Situating Godot in an Ecocritical Garden

Samuel Beckett’s ‘Waiting for Godot’ has been, for long, read as a  prominent example of an absurdist play, dealing with the questions of an existential crisis. But with Beckett, it's best not to get tied down to one particular meaning.Recent scholarship has engaged some other plays of Beckett in the context of Ecocritiscm  Eco-criticism as a mode of studying literature enables the conceptualisation  of nature and natural world as imagined through literary texts. 


Most critics have failed to read "Waiting for Godot" as a text that articulates deep concerns regarding an impending environmental crisis. Though ‘environment’ or ‘nature’ as a theme is not employed vividly in the play, Beckett’s setting of the play as dead and apocalypse-like landscapes have much to say about the growing anxieties of an environmental catastrophe. Torn and tarnished by wartime destruction, nature has lost its conventional power to console the threats caused by the war, and the ruination the living world has witnessed serves as a sharp contrast to the time when the characters talk of happy times of the past. 

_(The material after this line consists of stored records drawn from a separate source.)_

PR #310, opened 2016-09-06
Bug/307 missing support for translations

AllenBW:
Updates patternfly components with hard coded text to support `translation` attribute.


dgutride:
Hi Allen - thanks for submitting this PR.  I'm not sure if this will fit into our current support for localization so to kick off the conversation - using the translate attribute implies use of angular-translate (correct)?  Our current support for localization is to let people pass in strings to the directives presuming they are already translated by the time they reach the directive.  

Adding some of the others on the PatternFly team to get them into this conversation too  @bleathem , @dlabrecq  - Can you confirm my understanding of the translate attribute above?

dtaylor113:
Seems like the new translate attribute is causing unit test failures:
PhantomJS 1.9.8 (Linux) Directive:  pfToolbar should have correct number of results FAILED
	Expected '5 <span translate="">Results</span>' to be '5 Results'.
	Error: Expected '5 <span translate="">Results</span>' to be '5 Results'.

AllenBW:
@dtaylor113 yep!  working that test presently 👍

dtaylor113:
Hi @AllenBW , unfortunately the use of 'translate' in form-buttons.html is not the norm.  In fact it is the only directive in all of angular-patternfly which has the translate tag.   Forms-buttons.html was probably one of the first directives added to angular-patternfly before UXD took it over.  As such, it is not part of a-pf best practices, and should not be used as an example.

dtaylor113:
Hi @AllenBW, the 'translate' attribute used in Forms-buttons.html seems to be referring to an HTML 5 translate attribute, which seems to be a boolean value: 
"The translate attribute in HTML5 indicates that the content of the element should or should not be translated. There is no effect on the rendered page"
https://www.w3.org/International/questions/qa-translate-flag.en

Was this your intended use of 'translate'?   Sorry, I'm just getting up to speed on the 'translate' attribute.  Looking at SSUI, the translate attribute seems to be going to the HTML 5 translate attribute as well, so maybe that is the intended usage.  I thought it was something like an 'angular-translate' dependency.

AllenBW:
Still working on understanding it as well @dtaylor113, you have my general intent correct.  `translate="yes"` is equivalent to `translate`, indicates a field is in need of translation.  As I am sure you have notice, no browsers currently support the attribute, (so what am I doing with this pr!?) http://zanata.org/ (presently used in ssui) also pays attention to `translate` and plugs in translations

Their reminiscence of the happy times, the symbol of the tree, the loneliness of the characters and most importantly their waiting for Godot is symbolic of the ‘hope’ for regeneration. The tree which is used in the second act with few leaves helps in structuring this hope as well. Thus with the attempt to highlight and explore the human-nature relationships, the paper discusses 'Waiting for Godot’ from an eco-critical angle. The paper shall also try to situate the play in the context of ecophobia and powerlessness of individual action in an actual historical situation.